■ Dataset excerpts ■
· · ·
PR #260, opened 2022-03-04
Add wrapper for OGR_L_SetFeature

geohardtke:
---

Hi, I tried to find a way to update the value of a field in a vector and couldn't find a way to achieve that. Maybe I missed something? If so, sorry. Otherwise here is a pull request that implements a wrapper for OGR_L_SetFeature. 

It can be used as follows:

```rust
        let ds_options = DatasetOptions {
            ..DatasetOptions::default()
        };
        let ds = Dataset::open_ex("three_layer_ds.s3db"), ds_options).unwrap();
        let mut layer = ds.layer(0).unwrap();
        let fids: Vec<u64> = layer.features().map(|f| f.fid().unwrap()).collect();
        let feature = layer.feature(fids[0]).unwrap();
        feature.set_field_integer("id", 1).ok();
        layer.set_feature(feature).ok();
 ```


geohardtke:
Needs https://github.com/georust/gdal/pull/262 merged in order to pass `clippy` and `fmt`

geohardtke:
Also messed up this one. Will start from scratch.

Issue #261, opened 2022-03-07
current version of the linter doesn't allow `map(..).flatten()` to be called on an `Option`


geohardtke:
Hi there,

As the tile says, the current version of the linter doesn't allow `map(..).flatten()` to be called on an `Option`. This currently breaks the CI and any new PR will fail. See for example (https://github.com/georust/gdal/runs/5443188765?check_suite_focus=true)

The solution suggested by the compiler seems to work all the tests still pass. This [PR](https://github.com/georust/gdal/pull/262) fixes the issue.

geohardtke:
unfortunately two tests (unrelated?) are now failing. 
```
    vector::vector_tests::tests::test_field_in_layer
    vector::vector_tests::tests::test_owned_layers 
```

will see if I can fix them

geohardtke:
not accurate description of the problem and messy solution in the PR. Will open new issue and PR. Sorry for the noise

PR #262, opened 2022-03-07
Fix map flatten on option

geohardtke:
---


geohardtke:
See https://github.com/georust/gdal/issues/261

CHANGES.md
```diff
@@ -1,7 +1,7 @@
 # Changes
 
 ## Unreleased
-
+- Fixed: Calling `map(..).flatten()` not allowed on an `Option` from in `rust >= 1.59`
```
lnicola, line 4: It is allowed. The error you got is from `clippy`, which is a code linter for style problems and was recently added to the CI.

It's not worth adding this to the changelog, since it's only an internal change.

lnicola:
Two test files shows up as modified, was that intentional? Also, please squash.

geohardtke:
Sorry I was in a rush and made a mess. Spent the last half an hour to make it all look nice and easy to follow, but didn't manage to get it right. I'll just close it and start a new nice and clean PR.

PR #264, opened 2022-03-08
Added wrapper for OGR_L_SetFeature

geohardtke:
---

Hi, I tried to find a way to update the value of a field in a vector and couldn't find a way to achieve that. Maybe I missed something? If so, sorry. Otherwise here is a pull request that implements a wrapper for OGR_L_SetFeature. 

It can be used as follows:

```rust
        let ds_options = DatasetOptions {
            ..DatasetOptions::default()
        };
        let ds = Dataset::open_ex("three_layer_ds.s3db"), ds_options).unwrap();
        let mut layer = ds.layer(0).unwrap();
        let fids: Vec<u64> = layer.features().map(|f| f.fid().unwrap()).collect();
        let feature = layer.feature(fids[0]).unwrap();
        feature.set_field_integer("id", 1).ok();
        layer.set_feature(feature).ok();
 ```


rmanoka:
This is a good API addition; thanks and apologies for the delay @geohardtke .   Could you pls. fix the conflicts?

rmanoka (approved):
lgtm; will merge it in a couple days unless there are more suggestions.

PR #272, opened 2022-05-12
ENH: Add CoordTransform::transform_bounds()

brendan-ward:
---

This wraps `OCTTransformBounds` to provide `CoordTransform::transform_bounds()` for GDAL >= 3.4

Output values were verified manually using [rasterio](https://github.com/rasterio/rasterio).


brendan-ward:
I'd like to add an example to `examples/spatial_reference.rs`, but it is unclear how to do so for GDAL version-specific functions; I did not see other version-specific functionality in any of the examples.  Is there a pattern for doing so, or it better to leave out such examples?

src/spatial_ref/srs.rs
```diff
@@ -33,6 +33,61 @@ impl CoordTransform {
...
+                &mut out_ymax as *mut c_double,
+                densify_pts as c_int,
+            ) == 1
+        };
+
+        if ret_val {
+            Ok([out_xmin, out_ymin, out_xmax, out_ymax])
+        } else {
+            let err = _last_cpl_err(CPLErr::CE_Failure);
+            let msg = if let GdalError::CplError { msg, .. } = err {
```
lnicola, line 74: A `match` might look nicer here (you can probably drop the `trim`), but it probably doesn't matter too much.

lnicola:
Test failure seems unrelated:

```
---- config::tests::test_error_handler stdout ----
thread 'config::tests::test_error_handler' panicked at 'assertion failed: `(left == right)`
  left: `[(Failure, 42, "foo"), (Warning, 1, "bar"), (Warning, 1, "GPKG: bad application_id=0x00000000 on '/tmp/.tmp25HDOI.gpkg'")]`,
 right: `[(Failure, 42, "foo"), (Warning, 1, "bar")]`', src/config.rs:230:9
```

src/spatial_ref/srs.rs
brendan-ward: This was copy-pasted from `transform_coords` for consistency; ideally both would get updated to be the same if `match` is more appropriate.  I can update just this one here and the other in a follow up PR, or both in a follow up PR.

I'd probably also want to invert the logic a little bit so that only the error case is in the conditional and have a bare `Ok`:

```
if !ret_val {...handle error and return... }

Ok([out_xmin, out_ymin, out_xmax, out_ymax])
```

But didn't do so in this PR out of consistency.

lnicola: >  I can update just this one here and the other in a follow up PR, or both in a follow up PR.

Right, it's fine either way.

src/spatial_ref/srs.rs
```diff
@@ -33,6 +33,61 @@ impl CoordTransform {
...
+    ///            interpreted in the axis order of the source SpatialRef,
+    ///            typically [xmin, ymin, xmax, ymax]
+    /// * densify_pts - number of points per edge (recommended: 21)
+    ///
+    /// # Returns
+    /// Some([f64; 4]) with bounds in axis order of target SpatialRef
+    /// None if there is an error.
+    #[cfg(all(major_ge_3, minor_ge_4))]
+    pub fn transform_bounds(&self, bounds: &[f64; 4], densify_pts: i32) -> Result<([f64; 4])> {
+        let mut out_xmin: f64 = 0.;
```
lnicola, line 50: You'll have to move the `use` here to avoid the warning. Or you might be able to skip the casts, like in `transform_coords`, I'm not sure.

lnicola:
Still a formatting error (try `cargo fmt`).

lnicola:
LGTM, I'll merge this tomorrow unless anyone else has objections.

PR #274, opened 2022-05-14
Ability to get owned reference to inner geometry.

### LINKED ISSUE #269: `Geometry::get_point_vec()` returns empty `Vec`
· · ·
■ Brief ■
Copy the line containing "Still a formatting" and every line after it, through the last line of the records. Include nothing else.

■ Output ■
Still a formatting error (try `cargo fmt`).

lnicola:
LGTM, I'll merge this tomorrow unless anyone else has objections.

PR #274, opened 2022-05-14
Ability to get owned reference to inner geometry.

### LINKED ISSUE #269: `Geometry::get_point_vec()` returns empty `Vec`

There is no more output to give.